Summary of Certain Cash Payments:

1.
The “Designated Payment” shall be paid as follows:
a.
On June 30, 2017, you shall be paid $2,000,000, less applicable taxes and withholdings,
b.
On October 2, 2017, you shall be paid $1,000,000, less applicable taxes and withholdings; and
c.
On the Transaction Closing Date, you shall be paid $1,000,000, less applicable taxes and withholdings.
Summary of Outstanding Restricted Stock and Option Awards:
Restricted Shares
Grant Date
Current Vesting Date
Vesting Date Following Termination*
Number of Shares
11/25/2014
11/29/2017
Earlier of 11/29/2017 or 5 business days after the Release Condition is satisfied
25,539
Options**
Grant Date
Original Vesting Date
Vesting Date Following Termination*
Exercise Price
Number of Options
11/25/2014
11/29/2017
Earlier of 11/29/2017 or 5 business days after the Release Condition is satisfied
$13.36
11,218

* HRG shall at your request “net settle” such restricted shares or options at the time taxes are incurred (by deducting cash or stock subject to each tranche of the award equivalent in value, as of the date taxation is triggered, to the tax then owed with respect to such tranche, with the tax calculated at the minimum applicable tax withholding rates), in each case subject to HRG’s ability to comply with its contractual arrangements following such net share settlement, including covenants in HRG’s debt agreements.

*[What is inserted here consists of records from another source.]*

PR #6133, opened 2026-06-14
allow test kotest examples action dispatch

alfonsoristorato:

PR #6136, opened 2026-06-14
allow building all targets via dispatch of kotest-test-examples

alfonsoristorato:
- allow building all targets via dispatch of kotest-test-examples


alfonsoristorato:
same as https://github.com/kotest/kotest/pull/6133 will merge straight without approval - soz again

PR #6137, opened 2026-06-16
Add builder-style DSL for eventually configuration (#6104)

### LINKED ISSUE #6104: Feature: more expressive EventuallyConfiguration helpers
This reads beautifully:
```
eventually { item(newId) shouldNotBe null }
```

This, not so much:
```
eventually(eventuallyConfig { interval = 5.seconds }){
   item(newId) shouldNotBe null
}
```

I find myself making additional shorthand helpers to keep it both inline and readable, so I can do things like:
```
eventually(checkingEvery(5.seconds)){
   item(newId) shouldNotBe null
}
```

A fuller set of well-thought-out config-helpers like this would make a nice addition to the dsl.

The next level is probably deranged overengineering, but just a thought: 
If eventually() could receive an EventuallyConfigurationBuilder, one could make composable helpers and say things like:
```
eventually(within(2.seconds).checkingEvery(100.milliseconds)){
   item(newId) shouldNotBe null
}
```
Or taking it really far:
```
within(2.seconds) checkingEvery 100.milliseconds {
   item(newId) shouldNotBe null
}
```

sksamuel:
Closes #6104.

## What

Adds a readable, chainable, builder-style DSL for configuring `eventually`, as requested in #6104 (level 2 of the suggestions):

```kotlin
eventually(within(2.seconds).checkingEvery(100.milliseconds)) {
   item(newId) shouldNotBe null
}
```

## How

- Each new function on `EventuallyConfigurationBuilder` updates a single config var and returns the same builder so calls can be chained:
  - `within(duration)`
  - `withInitialDelay(initialDelay)`
  - `checkingEvery(interval)` and `checkingEvery(intervalFn)`
  - `withRetries(retries)`
  - `retryingOn(vararg KClass)` and `retryingOn(predicate)`
  - `withListener(listener)`
  - `shortCircuitOn(predicate)`
  - `includingFirstError(includeFirst)`
- The verb-style names deliberately differ from the raw property names to read well in a chain and to avoid shadowing the public `var`s.
- A top-level `within(duration)` function is the entry point — it returns a builder pre-configured with that duration.
- A new `eventually(builder, test)` overload accepts the builder directly. It resolves unambiguously against the existing lambda-`configure` overload (instance vs function literal).

## Notes

This PR also includes the previously staged `eventually(configure: EventuallyConfigurationBuilder.() -> Unit, test)` lambda overload (and the small accompanying `EventuallyTest.kt` tidy-ups), which were already in the working tree as part of this same issue.

## Tests

New `EventuallyDslTest` spec covers each function by asserting the builder state it sets, plus two behavioural tests that run `eventually(within(...).checkingEvery(...)) { }` to prove the new overload is wired and respects the configured duration.

`./gradlew :kotest-assertions:kotest-assertions-core:apiDump` was run and the updated `.api` file is committed; `apiCheck` passes.

### DIFF
--- a/kotest-assertions/kotest-assertions-core/src/jvmTest/kotlin/io/kotest/assertions/nondeterministic/EventuallyDslTest.kt
+++ b/kotest-assertions/kotest-assertions-core/src/jvmTest/kotlin/io/kotest/assertions/nondeterministic/EventuallyDslTest.kt
@@ -1,0 +1,116 @@
+@file:Suppress("RETURN_VALUE_NOT_USED_COERCION", "RETURN_VALUE_NOT_USED")
+
+package io.kotest.assertions.nondeterministic
+
+import io.kotest.assertions.throwables.shouldThrow
+import io.kotest.core.annotation.EnabledIf
+import io.kotest.core.annotation.LinuxOnlyGithubCondition
+import io.kotest.core.spec.style.FunSpec
+import io.kotest.matchers.ints.shouldBeLessThan
+import io.kotest.matchers.shouldBe
+import java.io.IOException
+import kotlin.time.Duration.Companion.milliseconds
+import kotlin.time.Duration.Companion.seconds
+
+@EnabledIf(LinuxOnlyGithubCondition::class)
+class EventuallyDslTest : FunSpec() {
+
+   init {
+
+      test("within sets the duration and returns a builder") {
+         val builder = within(2.seconds)
+         builder.duration shouldBe 2.seconds
+      }
+
+      test("within is the entry point for chaining") {
+         val builder = within(2.seconds).checkingEvery(100.milliseconds)
+         builder.duration shouldBe 2.seconds
+         builder.interval shouldBe 100.milliseconds
+      }
+
+      test("checkingEvery sets the interval") {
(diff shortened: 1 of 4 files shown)


kotest-assertions/kotest-assertions-core/src/jvmTest/kotlin/io/kotest/assertions/nondeterministic/EventuallyDslTest.kt
```diff
@@ -0,0 +1,116 @@
...
+      test("eventually with a builder respects the configured duration") {
+         var count = 0
+         shouldThrow<AssertionError> {
+            eventually(within(100.milliseconds).checkingEvery(20.milliseconds)) {
+               count += 1
+               error("never passes")
+            }
+         }
+         count shouldBeLessThan 100
+      }
```
alfonsoristorato, line 114: do you think it's worth expanding these with every builder param - or are you happy with the fact that we tested they give the right config and `EventuallyTest` inherently tests those?

alfonsoristorato (approved):
feel free to merge when you like, I removed auto-merge so you have a chance to read the comment 😄

PR #240, opened 2019-08-12
Clean up xfce4 dupes

luzpaz:


AMDmi3:
I'd rather have a generic rule which normalizes all of these at once. Probably something similar to what we have in `800.renames-and-merges/kde.yaml`.

luzpaz:
@AMDmi3 Agreed, please lead the way and I'll study how you create this. The `kde` example is complex and I'm having trouble following it.

AMDmi3:
Yes. But more like (btw, there's no `netwatch`):

```
- namepat: |
    xfce4-(?:panel-plugin-)?(
    mailwatch|
    mount|
    mpc
    )(?:-plugin)?
  setname: xfce4-$1-plugin
```

as it's done with kde. The idea is to catch all patterns (as I see, there are currently `xfce4-XXX`, `xfce4-XXX-plugin` and `xfce4-panel-plugin-XXX`), but specify items by hand, as otherwise we'll have to use `xfce4-(.*)` pattern which would be too wide. And the formatting improves readability (especially for diffs) and allows sorting (but watch for last entry without `|`).

PR #241, opened 2019-08-13
Merge for FreeBSD elm-format

avh4:
This is intended to merge https://repology.org/project/haskell:elm-format/versions into https://repology.org/project/elm-format/versions


AMDmi3:
Good, but please add it to existing `800.renames-and-merges/e.yaml`. Separate files are used only under special circumstances.

avh4:
Updated!   I also created https://github.com/repology/repology-rules/pull/249 to try to clarify the README a bit

PR #242, opened 2019-08-13
Add Adélie php rule and fix "Apache Lucene" from Wikidata

sroracle:
* Add a rule to rewrite [e.g. `php7-apcu`](https://repology.org/project/php7-apcu/versions) and any future packages to `php:` namespace for Adélie.
* Rewrite "Apache Lucene" to "lucene" so that [Wikidata doesn't corrupt the current version of clucene](https://repology.org/project/clucene/versions).


AMDmi3:
Please remove lucene related commit, it will be fixed in wikidata (https://phabricator.wikimedia.org/T228640#5411245).

AMDmi3:
On the second glance, there's only one package which falls under this rule. Is it safe to assume that it'll match more packages in the future?

sroracle:
Yes. Right now there's only apcu, but any future PEAR/PECL packages will also fall under `php7-` or `php8-` or `php-`.

Rebased onto master.

PR #245, opened 2019-08-18
split gip package

jcgruenhage:


AMDmi3:
Split rules based on `ruleset` condition are discouraged and used as a last resort. You could use e.g. `wwwpat: dalance` here instead.

PR #250, opened 2019-08-21
merge comrak and rust:comrak

jcgruenhage:


AMDmi3:
Is this primarily a module or an application? Either way, you don't need to merge rust-comrak, it's already merged.

jcgruenhage:
comrak (as packaged for void) is an application, but you can also use it as a library. Since rust is statically linked usually, most of the rust based packages in repos these days are going to be applications, even when those things can also be used as a module, even when the primary use case is being used as a module.

AMDmi3:
Ok, then please just remove `rust-comrak` from names.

** Unless your employment is terminated for Cause (subject to the Required Release), with respect to any option (or portion thereof) to purchase shares of HRG stock that is exercisable as of the Termination Date (including, for the avoidance of doubt, any option vested prior to the Termination Date that remain unexercised on the Termination Date), you shall be permitted to exercise such option (or portion thereof) at any time from the date that such option (or portion thereof) first becomes exercisable through the first anniversary of the Termination Date (the “Expiration Date”), but if, commencing on the 30th day prior to the Expiration Date (the “Protection Date”), trading in the shares of common stock is prohibited by HRG’s insider trading policy or federal securities laws, as applicable (“Blacked Out”), the Expiration Date shall be automatically extended until the date that is the 30th trading day that is not Blacked Out following the Protection Date; (y) with respect to any option (or portion thereof) to purchase shares of HRG stock that will become exercisable after the Termination Date, you shall be permitted to exercise such option (or portion thereof) at any time starting from the date such option (or portion thereof) first becomes exercisable until the first anniversary of such date (the “Post-Release Expiration Date”), but if, commencing on the 30th day prior to the Post-Release Expiration Date (the “Post-Release Protection Date”), trading in the shares of common stock is Blacked Out, the Post-Release Expiration Date shall be automatically extended until the date that is the 30th trading day that is not Blacked Out following the Post-Release Protection Date; provided that in no event shall any exercise period under either clause (x) or (y) extend beyond the 10th anniversary of the date of grant of the option in question (or such earlier date as provided under Sections 12 or 13 of the HRG 2011 Omnibus Equity Award Plan, as amended through the Termination Date.